# Dang...I parked my car outside a store and look what happens...



## MMMM_ERT (Mar 13, 2004)

:yikes: :yikes: :yikes: :yikes:

No, its not really my car...thought you peeps would think it was of interest.


----------



## mrogers (Mar 2, 2004)

Holy ****, that sucks! Someone needs to secure their roof ornaments, lol! :rofl:


----------



## Clarke (Oct 21, 2002)

Beckham bent it?


----------



## M.Wong (Jan 9, 2003)

That will buff right out. 

Dang snobby E38 owners think they can park anywhere. Oh wait...  
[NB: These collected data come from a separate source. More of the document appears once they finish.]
PR #1380, opened 2016-04-01
revised exim regexes to cover entries with rDNS

theDogOfPavlov:
The original regexes I added were skipping hosts with rDNS entries, so I fixed them. 

Also added additional tests (this time anonymised).

changelog still stands so not updated.


theDogOfPavlov:
managed to add two pull requests, closed this one.

PR #1381, opened 2016-04-01
Tightened up exim regexes to catch rDNS entries

theDogOfPavlov:
Tightened up exim regexes as some hosts with rDNS entries weren't being picked up.

Added additional tests to cover.

Changelog still stands


yarikoptic:
Looks good to me. thanks. hopefully I wouldn't forget to add some changelog entry later on ;)

theDogOfPavlov:
no longer required...

PR #1390, opened 2016-04-12
ensure /var/run/fail2ban is created in systemd service file

khumarahn:
Hi, this pull request adds one line to the systemd service file, making sure that the folder `/var/run/fail2ban` is created.

I ran into this problem in gentoo, when I installed fail2ban, but it did not start because `/run/fail2ban` did not exist. Gentoo installs bundled tmpfiles.d file, but it takes effect only on reboot, or on manual invocation of `systemd-tmpfiles`. Making sure that the directory is created before the service is run by means of systemd command seems clean and simple.

### DIFF
--- a/files/fail2ban.service
+++ b/files/fail2ban.service
@@ -6,6 +6,7 @@ PartOf=iptables.service firewalld.service
 
 [Service]
 Type=forking
+ExecStartPre=/bin/mkdir -p /var/run/fail2ban
 ExecStart=/usr/bin/fail2ban-client -x start
 ExecStop=/usr/bin/fail2ban-client stop
 ExecReload=/usr/bin/fail2ban-client reload


yarikoptic:
yeah... I have read now about tmpfile.d being a "proper" way to accomplish the mission and wondered what could possibly be the drawback of your direct call to mkdir, I see none. May be someone of @fail2ban/contributors and @fail2ban/developers has stronger opinion? if not -- I will just merge.

mrc0mmand:
I've been using this solution for a while and the only drawback so far is that it won't clean up the folder after service shutdown. Also, the `-p` parameter suppresses all possible errors during path creation, which is not a good thing either. So, you're right, [tmpfiles.d](http://fedoraproject.org/wiki/Packaging:Tmpfiles.d) is a "proper" way, how to solve this issue. 

I guess creating a file `/usr/lib/tmpfiles.d/fail2ban.conf` with something like:
```
d /var/run/fail2ban 755 root root
d /run/fail2ban 755 root root
``` 
should do the same thing as a `mkdir` in a service file. But it's up to you which solution you prefer more - both should accomplish the same thing.

khumarahn:
tmpfiles.d also does not clean up the folder on service shutdown. Also, `/bin/mkdir -p /var/run/fail2ban` would not do anything if such a folder already exists (say, created by tmpfiles.d).

There is an alternative option for systemd service file:
```
RuntimeDirectory=fail2ban
```
this creates a folder `/run/fail2ban`, and deletes it after the service is stopped. I feel that it is a bit less good than the one with mkdir, because mkdir would not interfere with tmpfiles.d, while `RuntimeDirectory` could delete the directory. Also, all the configs for fail2ban are written for `/var/run`, not for `/run`.

yarikoptic:
well, `/var/run` is for historical compatibility... on any modern (and systemd requires relatively modern distro) `var/run` would be a symlink to `/run` so I actually would prefer the native systemd way to define run directory (i.e. RuntimeDirectory) which should accomplish the mission

sebres:
already a long time a part of [0.10](https://github.com/fail2ban/fail2ban/blob/0.10/files/fail2ban.service#L9), so I don't see why it should be not merged into master also...

PR #1391, opened 2016-04-14
Fix postfix/smtps/smtpd matching.

kAworu:
Hi there,

Fail2Ban v0.9.4 has trouble to ban postfix auth attempts via the old (deprecated) smtps port (465). 

After study it seems that the filters doesn't match when `syslog_name=postfix/smtps` which looks like to be the default since 2011 in postfix (see https://github.com/vdukhovni/postfix/commit/9639819fd08c692e480958669b0e00975a86a04f).

Ok?

Tests in the commit.

Could not find a related issue.

Previous test cases still pass.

(I understand this was a promo/ad done by Nike, by the way.)


----------



## BMRSEB (Oct 14, 2003)

M.Wong said:


> That will buff right out.
> 
> Dang snobby E38 owners think they can park anywhere. Oh wait...
> 
> (I understand this was a promo/ad done by Nike, by the way.)


BTW, that was an E36 not E38..


----------



## M.Wong (Jan 9, 2003)

BMRSEB said:


> BTW, that was an E36 not E38..


Oh man, from that side view I thought it looked like a longer car than an E36... must be 'cause it's squished! Now that I look closer at the trunk, I see what you mean...

I still say it will buff right out.


----------



## mrogers (Mar 2, 2004)

M.Wong said:


> Oh man, from that side view I thought it looked like a longer car than an E36... must be 'cause it's squished! Now that I look closer at the trunk, I see what you mean...
> 
> I still say it will buff right out.


 Heh, no that's definitely an E36...you nailed it on the head, it only looks longer because it's FLAT. :rofl:


----------



## shragon (Jan 20, 2003)

:rofl:


----------



## O.S. (Jun 22, 2004)

as far as I remember that was an advertisement for some football (soccer) championship in China or something ... just to attract more attention to the event ...at least that's what I heard


----------